My inspiration came from the desire to make an allegory to the criollo origin of Juancho Nieto Meléndez, the founder of Diplomatico Rum, who represents the perfect balance of the combination of the native Venezuela and the European origins. I thought there was no better way to express this in taste, than by using a traditional Central-American drink, that was made a long time before the arrival of the colonizadores: Atole. It’s a water based and heavy bodied drink made of corn, that was, indeed, the most basic element in the original Central-American food. In addition, corn is the base of bourbon, and Diplomático has rested in its barrels for months. Moreover, and to remember the impact of the merge between Europe and the american continent, which stimulated the establishment of mantuanos, I chose an ingredient that was brought to Venezuela by the Spaniards, and that has actually, turned into one of the most staple, fundamental ingredients in its gastronomic culture: Tamarind.

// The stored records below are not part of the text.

PR #125, opened 2025-10-10
feat: display output of failed builds

viviveevee:
Currently, when a build fails, the error is not visible to the user. It is only briefly displayed in the rolling 4-line buffer. With this PR, the build step outputs are buffered, and for every build that fails, the output is displayed with a readable report.

Example (remaining) output:
```
Build output for canister my-canister:

Building: script (command: bash -c 'for i in 1 2 3 4 5; do echo "Processing step $i"; sleep 1; done') 1 of 3
Processing step 1
Processing step 2
Processing step 3
Processing step 4
Processing step 5

Building: script (command: echo "Step 2 completed") 2 of 3
Step 2 completed

Building: script (command: bash -c 'for i in 1 2 3 4 5; do echo "Compiling module $i"; done; echo "ERROR Build failed"; exit 1') 3 of 3
Compiling module 1
Compiling module 2
Compiling module 3
Compiling module 4
Compiling module 5
ERROR Build failed
Failed to build canister: command 'bash -c 'for i in 1 2 3 4 5; do echo "Compiling module $i"; done; echo "ERROR Build failed"; exit 1'' failed with status code 1
Error: One or more canisters failed to build
```

https://dfinity.atlassian.net/browse/SDK-2305

### DIFF
--- a/crates/icp-cli/tests/recipe_tests.rs
+++ b/crates/icp-cli/tests/recipe_tests.rs
@@ -1,0 +1,366 @@
+use indoc::{formatdoc, indoc};
+use k256::sha2::{Digest, Sha256};
+use predicates::{prelude::PredicateBooleanExt, str::contains};
+
+use crate::common::{TestContext, spawn_test_server};
+use icp::fs::write_string;
+
+mod common;
+
+const RECIPE_TEMPLATE: &str = indoc! {"
+    build:
+      steps:
+        - type: script
+          command: sh -c 'echo \"test\" > \"$ICP_WASM_OUTPUT_PATH\"'
+"};
+const RECIPE_TEMPLATE_CHECKSUM: &str =
+    "475752eb684a14dcddcb0884c275285b03b53d5519a51925d3e05eb01a494d68";
+
+#[test]
+fn recipe_remote_url_without_checksum() {
+    let ctx = TestContext::new();
+
+    // Setup project
+    let project_dir = ctx.create_project_dir("icp");
+
+    // Spawn HTTP server with the recipe template
+    let server = spawn_test_server("GET", "/recipe.hbs", RECIPE_TEMPLATE.as_bytes());
+    let addr = server.addr();
+
+    // Project manifest
+    let pm = formatdoc! {"
+        canister:
+          name: my-canister
+          recipe:
+            type: http://{addr}/recipe.hbs
+    "};
+
+    write_string(
+        &project_dir.join("icp.yaml"), // path
+        &pm,                           // contents
+    )
+    .expect("failed to write project manifest");
+
+    // Invoke build
+    ctx.icp()
+        .current_dir(project_dir)
+        .args(["build"])
+        .assert()
+        .success();
+}
+
+#[test]
+fn recipe_remote_url_invalid_checksum() {
+    let ctx = TestContext::new();
+
+    // Setup project
+    let project_dir = ctx.create_project_dir("icp");
+
+    // Calculate checksum
+    let actual = hex::encode({
+        let mut h = Sha256::new();
+        h.update(RECIPE_TEMPLATE.as_bytes());
+        h.finalize()
+    });
+
+    // Spawn HTTP server with the recipe template
+    let server = spawn_test_server("GET", "/recipe.hbs", RECIPE_TEMPLATE.as_bytes());
+    let addr = server.addr();
+
+    // Project manifest with invalid checksum
+    let pm = formatdoc! {"
+        canister:
+          name: my-canister
+          recipe:
+            type: http://{addr}/recipe.hbs
+            sha256: invalid
+    "};
+
+    write_string(
+        &project_dir.join("icp.yaml"), // path
+        &pm,                           // contents
+    )
+    .expect("failed to write project manifest");
+
+    // Invoke build
+    ctx.icp()
+        .current_dir(project_dir)
+        .args(["build"])
+        .assert()
+        .failure()
+        .stderr(
+            contains("checksum mismatch")
+                .and(contains("expected invalid"))
+                .and(contains(format!("actual {actual}"))),
+        );
+}
+
+#[test]
+fn recipe_remote_url_wrong_checksum() {
+    let ctx = TestContext::new();
+
+    // Setup project
+    let project_dir = ctx.create_project_dir("icp");
+
+    let actual = hex::encode({
+        let mut h = Sha256::new();
+        h.update(RECIPE_TEMPLATE.as_bytes());
+        h.finalize()
+    });
+
+    // A random wrong but valid checksum
+    let expected = "508f107eba1885bd165f4ef75c1b8cf914cf9eda6365f93214bb0cc39bd07ddd";
+
+    // Spawn HTTP server with the recipe template
+    let server = spawn_test_server("GET", "/recipe.hbs", RECIPE_TEMPLATE.as_bytes());
+    let addr = server.addr();
+
+    // Project manifest with wrong checksum
+    let pm = formatdoc! {"
+        canister:
+          name: my-canister
+          recipe:
+            type: http://{addr}/recipe.hbs
+            sha256: {expected}
+    "};
+
+    write_string(
+        &project_dir.join("icp.yaml"), // path
+        &pm,                           // contents
+    )
+    .expect("failed to write project manifest");
+
+    // Invoke build
+    ctx.icp()
+        .current_dir(project_dir)
+        .args(["build"])
+        .assert()
+        .failure()
+        .stderr(
+            contains("checksum mismatch")
+                .and(contains(format!("expected {expected}")))
+                .and(contains(format!("actual {actual}"))),
+        );
+}
+
+#[test]
+fn recipe_remote_url_valid_checksum() {
+    let ctx = TestContext::new();
+
+    // Setup project
+    let project_dir = ctx.create_project_dir("icp");
+
+    // Spawn HTTP server with the recipe template
+    let server = spawn_test_server("GET", "/recipe.hbs", RECIPE_TEMPLATE.as_bytes());
+    let addr = server.addr();
+
+    // Project manifest with valid checksum
+    let pm = formatdoc! {"
+        canister:
+          name: my-canister
+          recipe:
+            type: http://{addr}/recipe.hbs
+            sha256: {RECIPE_TEMPLATE_CHECKSUM}
+    "};
+
+    write_string(
+        &project_dir.join("icp.yaml"), // path
+        &pm,                           // contents
+    )
+    .expect("failed to write project manifest");
+
+    // Invoke build
+    ctx.icp()
+        .current_dir(project_dir)
+        .args(["build"])
+        .assert()
+        .success();
+}
+
+#[test]
+fn recipe_local_file_without_checksum() {
+    let ctx = TestContext::new();
+
+    // Setup project
+    let project_dir = ctx.create_project_dir("icp");
+
+    write_string(
+        &project_dir.join("recipe.hbs"), // path
+        RECIPE_TEMPLATE,                 // contents
+    )
+    .expect("failed to write recipe template");
+
+    // Project manifest without checksum
+    let pm = formatdoc! {"
+        canister:
+          name: my-canister
+          recipe:
+            type: file://./recipe.hbs
+    "};
+
+    write_string(
+        &project_dir.join("icp.yaml"), // path
+        &pm,                           // contents
+    )
+    .expect("failed to write project manifest");
+
+    // Invoke build
+    ctx.icp()
+        .current_dir(project_dir)
+        .args(["build"])
+        .assert()
+        .success();
+}
+
+#[test]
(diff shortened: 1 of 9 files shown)


crates/icp-cli/src/commands/build/mod.rs
```diff
@@ -158,3 +173,24 @@ pub async fn exec(ctx: &Context, cmd: Cmd) -> Result<(), CommandError> {
...
+    output: RollingLines,
+}
+
+fn dump_build_output(canister_name: &str, step_outputs: Vec<StepOutput>) {
+    let crop_message = if step_outputs.len() == MAX_LINES_PER_STEP {
+        format!(" (last {MAX_LINES_PER_STEP} lines)")
+    } else {
+        String::new()
+    };
+    println!("Build output for canister {canister_name}{crop_message}:");
```
raymondk: I think we might want those to go through ctx.term

crates/icp-cli/tests/build_tests.rs
```diff
@@ -79,3 +80,97 @@ fn build_adapter_script_multiple() {
...
+                - type: script
+                  command: sh -c 'for i in $(seq 1 20); do echo "failing build step $i"; done; exit 1'
+          - name: unimportant-canister
+            build:
+              steps:
+                - type: script
+                  command: echo "hide this" 
+                - type: script
+                  command: sh -c 'touch "$ICP_WASM_OUTPUT_PATH"'
+        "#;
```
raymondk: We're using indoc to nicely format all the files.

```suggestion
    let pm = indoc! {r#"
        canisters:
          - name: my-canister
            build:
              steps:
                - type: script
                  command: echo "success 1"
                - type: script
                  command: echo "success 2"
                - type: script
                  command: sh -c 'for i in $(seq 1 20); do echo "failing build step $i"; done; exit 1'
          - name: unimportant-canister
            build:
              steps:
                - type: script
                  command: echo "hide this" 
                - type: script
                  command: sh -c 'touch "$ICP_WASM_OUTPUT_PATH"'
      "#}
```

crates/icp-cli/tests/build_tests.rs
```diff
@@ -79,3 +80,97 @@ fn build_adapter_script_multiple() {
...
+}
+
+#[test]
+fn build_adapter_display_failing_prebuilt_output() {
+    let ctx = TestContext::new();
+
+    // Setup project
+    let project_dir = ctx.create_project_dir("icp");
+
+    // Project manifest with a prebuilt step that will fail (non-existent file)
```
raymondk, line 153:
```suggestion
    // Project manifest with a prebuilt step that will fail (non-existent file)
    let pm = indoc! {r#"
        canisters:
          - name: my-canister
            build:
              steps:
                - type: script
                  command: echo "initial step succeeded"
                - type: pre-built
                  path: /nonexistent/path/to/wasm.wasm
                  sha256: 0000000000000000000000000000000000000000000000000000000000000000
      "#};
```

crates/icp-cli/src/progress.rs
```diff
@@ -40,14 +43,9 @@ pub struct RollingLines {
 }
 
 impl RollingLines {
-    /// Create a new buffer with a fixed capacity, pre-filled with empty strings.
+    /// Create a new buffer with a fixed capacity.
     pub fn new(capacity: usize) -> Self {
-        let mut buf = VecDeque::with_capacity(capacity);
-
-        for _ in 0..capacity {
```
raymondk, line 47: if we don't fill it with empty lines, won't the output jump around too much as the lines fill up?

viviveevee: We previously filtered out empty lines for displaying, I just thought it was pointless to do it that way. I'll test it manually

crates/icp-cli/src/commands/build/mod.rs
```diff
@@ -93,34 +96,46 @@ pub async fn exec(ctx: &Context, cmd: Cmd) -> Result<(), CommandError> {
...
                 for (i, step) in c.build.steps.iter().enumerate() {
                     // Indicate to user the current step being executed
                     let current_step = i + 1;
-                    let pb_hdr = format!("Building: {step} {current_step} of {step_count}");
+                    let pb_hdr = format!("\nBuilding: {step} {current_step} of {step_count}");
 
                     let script_handler = ScriptProgressHandler::new(pb.clone(), pb_hdr.clone());
 
                     // Setup script progress handling and receiver join handle
                     let (tx, rx) = script_handler.setup_output_handler();
```
rikonor: Why do we have this `script_handler` and `setup_output_handler` if you are now handling output in the command itself? Can the script handler not be made to support outputting failure information as well? The point was to remove the burden of handling these details from the command (I believe this applies to `build` and `sync` both).

crates/icp-cli/src/commands/build/mod.rs
```diff
@@ -93,34 +96,46 @@ pub async fn exec(ctx: &Context, cmd: Cmd) -> Result<(), CommandError> {
...
+                    let build_result = ctx
+                        .builder
                         .build(
                             step, // step
                             &Params {
                                 path: canister_path.to_owned(),
                                 output: wasm_output_path.to_owned(),
                             },
-                            Some(tx),
+                            tx,
```
rikonor: Why not `Option`? This means that tests using `Builder` must mock a `tx` instead of just being able to pass `None`.

crates/icp-cli/src/progress.rs
```diff
@@ -165,7 +163,7 @@ impl ScriptProgressHandler {
 
     /// Create a channel and start handling script output for progress updates
     /// Returns the sender and a join handle for the background receiver task.
-    pub fn setup_output_handler(&self) -> (mpsc::Sender<String>, JoinHandle<()>) {
+    pub fn setup_output_handler(&self) -> (mpsc::Sender<String>, JoinHandle<RollingLines>) {
```
rikonor: Why return a `RollingLines`, which is meant to be an internal detail of this `ScriptHandler`? Can't you just return the error output?

crates/icp-cli/tests/build_tests.rs
```diff
@@ -79,3 +80,97 @@ fn build_adapter_script_multiple() {
...
+        .failure()
+        .stdout(contains("Build output for canister my-canister"))
+        .stdout(contains("Building: script (command: echo \"success 1\") 1 of 3"))
+        .stdout(contains("success 1"))
+        .stdout(contains("Building: script (command: echo \"success 2\") 2 of 3"))
+        .stdout(contains("success 2"))
+        .stdout(contains("Building: script (command: sh -c 'for i in $(seq 1 20); do echo \"failing build step $i\"; done; exit 1') 3 of 3"))
+        .stdout(contains("failing build step 1"))
+        .stdout(contains("failing build step 20"))
+        .stdout(contains("hide this").not());
```
rikonor, line 143: Maybe also use `indoc` here to do a `contains(...)` check against one nicely formatted message?

crates/icp-cli/tests/build_tests.rs
```diff
@@ -79,3 +80,97 @@ fn build_adapter_script_multiple() {
...
+    let pm = r#"
+        canisters:
+          - name: my-canister
+            build:
+              steps:
+                - type: script
+                  command: echo "initial step succeeded"
+                - type: pre-built
+                  path: /nonexistent/path/to/wasm.wasm
+                  sha256: 0000000000000000000000000000000000000000000000000000000000000000
```
rikonor: Do you actually need such a sha256 value? Can't a simpler test value suffice?

crates/icp/src/canister/build.rs
```diff
@@ -66,6 +66,12 @@ pub enum BuildError {
 
     #[error(transparent)]
     Unexpected(#[from] anyhow::Error),
+
+    #[error("failed to send build output")]
+    SendOutput(#[from] SendError<String>),
+
+    #[error("failed to join futures")]
+    JoinError(#[from] tokio::task::JoinError),
```
rikonor, line 71: Maybe keep the `Unexpected` error last in line, since it's a sort of catch-all.

crates/icp/src/canister/prebuilt.rs
```diff
@@ -22,17 +22,18 @@ impl Build for Prebuilt {
...
+        let Step::Prebuilt(adapter) = step else {
+            panic!("expected prebuilt adapter");
         };
 
         let wasm = match &adapter.source {
             // Local path
             SourceField::Local(s) => {
+                stdio
+                    .send(format!("Reading local file: {}", s.path))
+                    .await?;
```
rikonor: This will never actually be displayed to the user, right? Because it will (likely) finish almost instantly.

crates/icp/src/canister/prebuilt.rs
```diff
@@ -73,6 +75,7 @@ impl Build for Prebuilt {
 
         // Verify the checksum if it's provided
         if let Some(expected) = &adapter.sha256 {
+            stdio.send("Verifying checksum".to_string()).await?;
```
rikonor: Same as above - will it actually get shown, if it completes almost instantly?

crates/icp/src/canister/script.rs
```diff
@@ -108,7 +110,7 @@ impl Build for Script {
             // Spawn command and handle stdio
             // We need to join! as opposed to try_join! even if we only care about the result of the task
             // because we want to make sure we finish  reading all of the output
-            let (_, _, status) = join!(
+            let (stdout_result, stderr_result, status) = join!(
```
rikonor: Consider renaming to `out` and `err`.

crates/icp/src/canister/script.rs
```diff
@@ -326,14 +329,15 @@ mod tests {
...
+        let (tx, _rx) = mpsc::channel::<String>(100);
         Script
             .build(
                 &build::Step::Script(v),
                 &build::Params {
                     path: "/".into(),
                     output: "/".into(),
                 },
-                None,
+                tx,
```
rikonor: This is what I was referring to with regards to making `tx` not an `Option` - it serves no purpose for the test here, but adds to the required boilerplate. Why not just keep it `Option`?

crates/icp-cli/src/commands/build/mod.rs
```diff
@@ -177,7 +177,7 @@ pub async fn exec(ctx: &Context, cmd: Cmd) -> Result<(), CommandError> {
 #[derive(Debug)]
 struct StepOutput {
     title: String,
-    output: RollingLines,
+    output: Vec<String>,
```
rikonor: Should this be just `String`?

crates/icp-cli/src/progress.rs
viviveevee: Tested manually. It looks fine

crates/icp-cli/src/commands/build/mod.rs
```diff
@@ -77,83 +77,106 @@ pub async fn exec(ctx: &Context, cmd: Cmd) -> Result<(), CommandError> {
...
+                    |err| format!("Failed to build canister: {err}"),
+                )
+                .await;
+
+                // After progress bar is finished, dump the output if build failed
+                if let Err(e) = &result {
+                    pb.dump_output(ctx);
+                    let _ = ctx
+                        .term
+                        .write_line(&format!("Failed to build canister: {e}"));
```
viviveevee, line 157: My gut feeling says there's still some way for the output to get messed up because of progress bars, but I don't see anything specific.

crates/icp/src/canister/prebuilt.rs
viviveevee: It will not be visible if everything works out fine, but if there is an error it will show up in the full error output

crates/icp-cli/src/commands/build/mod.rs
viviveevee: I reworked output display significantly. It's now all handled by the progress bar

crates/icp-cli/src/progress.rs
```diff
@@ -151,6 +164,135 @@ impl ProgressManager {
...
+                let _ = ctx.term.write_line(&format!("{}", line));
+            }
+            if step_output.output.len() == 0 {
+                let _ = ctx.term.write_line("<no output>");
+            }
+        }
+    }
+}
+
+pub enum SomeProgressBar {
```
rikonor: Why not rename:
```
ProgressBar -> SimpleProgressBar or BasicProgressBar
SomeProgressBar -> ProgressBar
```
`SomeProgressBar` is quite unclear - it could be construed as `type Option<ProgressBar>` unless one checks the enum definition.

crates/icp-cli/tests/build_tests.rs
```diff
@@ -159,20 +170,130 @@ fn build_adapter_display_failing_prebuilt_output() {
...
+        "#};
+
+    write_string(
+        &project_dir.join("icp.yaml"), // path
+        pm,                            // contents
+    )
+    .expect("failed to write project manifest");
+
+    // Invoke build
+    let expected_output = indoc! {r#"
```
rikonor, line 218: This is a really nice pattern 👍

Furthermore, I added malt extract, a typical caribbean drink. This is not only to enhance the malt that is in the complex character of the rum as a consequence of these earlier mentioned 8 months in whiskey barrels, but also to enhance the molasses flavor of the rum, as malt and molasses have similar caramel notes. In the same line, and to put this all together, I finally listed Diplomático Mantuano’s dry fruit notes, adding some drops of black walnut bitters.

The name “Imagine” suggests a well-known quote, you may say I’m a dreamer, but I’m not the only one, and this is because what made Diplomatico Rum possible was, without a doubt, Don Juancho’s dreaming spirit.

Diplomatico World TournamentImagine

50ml Diplomático Mantuano Rum

50ml Atole

25ml Tamarind puree

15ml Malt extract

3 drops of Blackwalnut bitters

Mix all the ingredients straight in the glass and add ice. Stir for about 10 seconds and serve.

How to make Atole: Dilute 50gr of cornstarch in 750ml of water and boil. Lower to medium heat, and add 150gr of white sugar. Stir for 5 minutes to obtain thickness and remove.

 

What are your expectations for the European final? Are there any opponents you see as favorites?

First of all, I consider myself very fortunate to be in the place where I am. Diplomático rum has given me the opportunity to grow personally and professionally and to live a unique experience; going to Venezuela and representing Spain in the European finals is really amazing. Clearly my expectations are to give my best, challenge myself, learn from the experience, and above all, enjoy myself.

About my colleagues —because we are never really able to see ourselves as opponents— although I have no favorites, I have seen that their level is very high; which is kind of obvious considering that it is at an international level. And you know what? It’s the best thing that could happen to me, since the day I knew I wanted to become a bartender, I knew the ones I would learn from the most, are my colleagues.